Dave Winer:  "Twitter is a ghost town" - timr
http://www.scripting.com/stories/2008/06/06/planB.html
======
SwellJoe
So, the interesting thing, to me, is that a few weeks ago everyone was
discussing the axing of Blaine Cook from the Twitter team for his "failure to
scale". Turns out, nobody else in the company can scale Twitter or keep it
online reliably, either. Huh. Must be a hard problem. It's probably a good
time for folks to apologize to Blaine for piling all the blame on one guy for
a problem that, in reality, took the whole development team to create and will
take the whole development team to solve. (And it's time for everyone to stop
pretending scaling can be solved by one magic bullet or another...if you don't
build, or rebuild, to scale, you won't scale.)

------
mechanical_fish
Here's an off-the-cuff prediction: Twitter itself, as well as the Twitter
community, will be just fine.
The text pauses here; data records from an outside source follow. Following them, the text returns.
PR #1490, opened 2018-04-28
Fix potential errors of audio stream ffmpegvideo

onon765trb:
This PR fixes potential errors. Not used options can be a cause for errors. Extra options can result in decrease in quality or behavior users unexpect. Needs to consider ffmpeg often changes the behavior of options.


src/main/java/net/pms/encoders/FFMpegVideo.java
```diff
@@ -356,13 +356,17 @@ public FFMpegVideo(PmsConfiguration configuration) {
...
 				} else if (type() == Format.AUDIO) {
 					// Skip
-				} else if (renderer.isTranscodeToAAC()) {
-					transcodeOptions.add("-c:a");
-					transcodeOptions.add("aac");
 				} else {
-					if (!customFFmpegOptions.contains("-c:a ")) {
-						transcodeOptions.add("-c:a");
-						transcodeOptions.add("ac3");
+					if (!customFFmpegOptions.contains("-(c:a|codc:a|acodec)")) {
```
SubJunk: Should `codc:a` be `codec:a`?

Nadahar: I don't think ```contains()``` support regex..

valib: The ```contains()``` definitelly not support regex. @onon765trb have you ever tested your PRs?

src/main/java/net/pms/encoders/FFMpegVideo.java
```diff
@@ -1007,12 +1011,12 @@ public synchronized ProcessWrapper launchTranscode(
 					channels = configuration.getAudioChannelCount();
 				}
 
-				if (!customFFmpegOptions.contains("-ac ") && channels > 0) {
+				if (!customFFmpegOptions.contains("-ac ") && channels > 0 && params.aid.getAudioProperties().getNumberOfChannels() > configuration.getAudioChannelCount()) {
```
SubJunk: Would it be better to use the `channels` variable instead of `configuration.getAudioChannelCount()` on this line?

src/main/java/net/pms/encoders/FFMpegVideo.java
```diff
@@ -356,13 +356,17 @@ public FFMpegVideo(PmsConfiguration configuration) {
...
 				} else if (type() == Format.AUDIO) {
 					// Skip
-				} else if (renderer.isTranscodeToAAC()) {
-					transcodeOptions.add("-c:a");
-					transcodeOptions.add("aac");
 				} else {
-					if (!customFFmpegOptions.contains("-c:a ")) {
-						transcodeOptions.add("-c:a");
-						transcodeOptions.add("ac3");
+					if (!customFFmpegOptions.matches(".* -(c:a|codec:a|acodec) .*")) {
```
SubJunk: Is it intentional to have space characters before the `.*` here? It might limit the matching e.g. if the command is the last custom command in the `customFFmpegOptions` string

PR #1495, opened 2018-05-04
Maintain aspect ratio in web interface thumbnails

SubJunk:


SubJunk:
@UniversalMediaServer/developers this one-liner makes images maintain their aspect ratio. I've tested it in fixed and dynamic modes, and it works with the different background settings too.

In a year or two nobody will remember these
problems.

Twitter may have scaling problems, but it's not as if their potential
competitors are magically immune to those. Meanwhile, Twitter holds a _huge_
marketing advantage -- you can't say "Site X is just like Twitter" without
saying "Twitter" -- and a big Metcalfe's Law advantage: Everyone who is
remotely interested in Twitter-like sites already has a Twitter account, and
those accounts won't magically disappear. Meanwhile, there will be more than
one Twitter competitor, all desperately trying to distinguish themselves from
each other as well as from the original.

Sooner or later Company X will figure out how to scale Twitter. At which point
either Company X buys Twitter for the name and the userbase, Twitter buys
Company X for the technology, or Google buys everybody. Or, Twitter eventually
reverse-engineers the superior architecture, at which point they will beat
Company X over the head with superior name recognition and larger userbase.
This is _especially_ true if Company X is actually the open-source community
-- if some random Python programmer manages to create a superior, open-source
Twitter architecture, Twitter will just install it on a server farm within a
month and be right back in the game. The open-source movement has a lot of
brilliant techies, but I doubt that its marketing team can outrace Twitter's
from a standing start.

The Twitter concept has enough mindshare that I doubt it can just evaporate.
They're not being sued out of existence like Napster. I'm not convinced that a
scalable Twitter is _physically impossible_. So I would suggest that rumors of
its death are greatly exaggerated. It's just... resting.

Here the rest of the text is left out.